几个壮汉骂骂咧咧,将负责分发饭食的矿工老孙头一把推倒在地上,还一脚踢翻了盛着稀粥的铁桶。
场面顿时失控起来,抱怨和叫骂声四起。
温如秋看向褚寂,却见少年满脸平静。
在这吵闹达到顶点之时,温如秋感觉自己被褚寂举起,剑柄重重敲在了旁边的铁桶上。
哐。
震耳欲聋的撞击声如同惊雷炸响,瞬间压过了一切声音。
所有人被震得头皮发麻,而温如秋距离最近,更是头晕目眩,险些破口大骂。
这是什么伤敌一千,自损八百的招数!
好不容易压下怒气,温如秋视线却落到铁桶内流出的粥上。
眼看这粥稀薄得可以数清楚米粒,他只觉得一股火气蹭的冒了上来。
亏他之前还以为,褚寂推翻老矿头,多少能让这些挣扎求生的人好过一点,结果呢,这人比老矿头还狠。
果然是天生的反派。
温如秋带着点赌气的念头看向人群,今日带头闹事的矿工叫作赵石,他身旁的女人小腹微隆,正拼命扯着他的袖子,哀求他算了。

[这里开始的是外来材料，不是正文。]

PR #2670, opened 2026-04-22
fix(ai-gateway): strip NUL bytes before microdollar_usage insert

marius-kilocode:
## Summary

Postgres `text` columns reject NUL bytes with `22021 invalid byte sequence for encoding "UTF8": 0x00`, which crashes the `microdollar_usage` CTE insert in `toInsertableDbUsageRecord` and silently leaves the request un-billed. Observed rate: **~1.9k silent billing-write failures/day** across FIM, chat, and responses paths.

- **Fix:** add `stripNulBytesInPlace` helper, apply it to both `core` and `metadata` right before returning from `toInsertableDbUsageRecord`.
- **Observability:** 5%-sampled `captureMessage` with the sanitized field list so we can identify the upstream source and fix it at the origin.
- **Tests:** pure helper, realistic body-sourced NULs (prompt content, model IDs, upstream response fields), defensively-constructed header-sourced NULs, clean no-NUL no-op.

Sentry: [KILOCODE-WEB-1G3Z](https://kilo-code.sentry.io/issues/7352205702/) — 1,363 events over ~5 weeks, multiple LLM paths.

## Why sanitize at the DB boundary

The realistic NUL source is JSON-body-derived fields — prompt content (`system_prompt_prefix`, `user_prompt_prefix`), LLM response fields (`model`, `inference_provider`, `message_id`, `finish_reason`, `upstream_id`, `requested_model`). HTTP header-sourced fields (`http_user_agent`, `machine_id`, `session_id`, etc.) can't realistically carry NULs because Node's `Headers` constructor rejects them per RFC 7230 — documented in the test.

Sanitizing at the `toInsertableDbUsageRecord` boundary closes the bleed for every LLM path at once with a single chokepoint, and defensively covers header-sourced fields in case a future code path bypasses `Headers` validation.

Once the sampled `captureMessage` surfaces the actual source field(s), the plan is to sanitize upstream and remove the defensive sanitizer.

## Blast radius

- Event sample (last 50 from KILOCODE-WEB-1G3Z):
  - `/api/fim/completions` (Mistral Codestral) — 66%
  - `/api/openrouter/responses` (grok-code-fast-1:free) — 26%
  - `/api/openrouter/chat/completions` — 6%
  - `/api/gateway/chat/completions` — 2%
- No KiloClaw endpoints affected.
- Current behavior: request succeeds, user not billed, analytics under-count. Low \$/day leak, but the `microdollar_usage` table also feeds abuse detection and the 'first usage' PostHog event — downstream analytics are under-counting.

## Risk

Low. Sanitizer is a one-shot walk over two flat objects, only modifies strings that actually contain a NUL (early-exits via `indexOf`), and the behavior is exercised by unit tests. No DB or schema changes.

## Test plan

- `pnpm --filter @kilocode/web exec jest src/lib/ai-gateway/processUsage.test.ts` — all 27 tests pass (6 new).
- `pnpm --filter @kilocode/web typecheck` — clean.
- `pnpm -w exec oxlint --config .oxlintrc.json apps/web/src/lib/ai-gateway/processUsage.ts apps/web/src/lib/ai-gateway/processUsage.test.ts` — clean.

## Follow-up

- Watch the sampled `captureMessage` in Sentry for a few days to identify which field is the dominant NUL source.
- Once known, sanitize at the source (likely `extractPromptInfo` or an upstream body parser) and remove this defensive sanitizer.


apps/web/src/lib/ai-gateway/processUsage.ts
```diff
@@ -182,6 +211,27 @@ export function toInsertableDbUsageRecord(
...
+      level: 'warning',
+      tags: { source: 'toInsertableDbUsageRecord' },
+      extra: {
+        fields: dirtyFields,
+        kilo_user_id,
+        requested_model: usageContextInfo.requested_model,
+        provider,
+      },
+    });
+  }
```
chrarnoldus: can we just make it a normal `console.warn` if we don't want to flood sentry?

marius-kilocode: Good call — switched to `console.warn` in a7c5058. Also dropped the 5% sampling gate since Sentry quota is no longer a concern; that'll let the dominant source field surface faster in Axiom (~40 events/day × 100% beats × 5%).

chrarnoldus (approved):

他收回视线,心底倒是希望赵石别这么算了,最好能闹得再大点,直接把褚寂推翻。
“我婆娘还怀着娃,你就给她吃这个?”
赵石安抚地拍了拍妻子,叫她去一旁坐好。然后仗着自己身强力壮,竟一拳就朝褚寂面门砸来。
温如秋心口一抖,下意识闭眼,怕当场血溅三尺。
然而褚寂却没有用剑,也没有闪避,而是直接迎上去,单手扣住赵石的手臂一拧!
咔嚓。
赵石发出一声惨叫,胳膊软软垂下,分明是脱臼了。
他瘫在地上,恨恨地望着褚寂。
所有人都以为褚寂接下来会对他施以酷刑,然而少年却只是甩了甩手。
“打坏了,会影响干活。”
褚寂冷冷盯着他:“这样,明天你还能下矿。”
说罢,褚寂抓住他那条软塌塌的胳膊,又是利落的一拉一推,将那脱臼的关节安了回去。
“记住,在这里,你们的命,你们的安稳,都取决于我高不高兴。”
褚寂目光缓缓扫过噤若寒蝉的众人,最后落在那个被打翻的铁桶上。
“食物减量,是因为上一批灵石品质不达标,方家扣了份额。”
褚寂扶起铁桶:“闹事解决不了问题。只会让所有人,连这点糊糊都没得吃。”
“现在,都去干活。”
众人这才从心悸里回神,纷纷转头朝矿道走去。
就在这时,人群里传出一声痛苦的呻吟。
温如秋心口一跳,循声看去,就见赵石的妻子云娘半栽在地上,显然是目睹丈夫闹事,情绪激动之下动了胎气。
见云娘身下渗出血迹,人群又是一阵骚动。
褚寂眉头一皱,迅速说道:“男人都背过身去,有力气的女人过来帮忙。你,去多生几个火堆……你,去弄点干净的热水来。”
混乱的场面渐渐恢复了秩序,不久后,婴儿啼哭声响起。
一时间,所有人的目光,都不由自主地投向了那堆燃烧的炭火。
以及悬在火堆之上,已然烧得通红的烙铁。
温如秋想起了什么,猛地抬眼朝褚寂看去。
少年的半张脸十分俊美,但另外半张脸上,却烙着一个奴隶印记。
这个印记,直到将来他修炼淬体后才会完全消失,然而……
温如秋看向周围密密麻麻的人群,所有人的脸上都有这样一个烙印。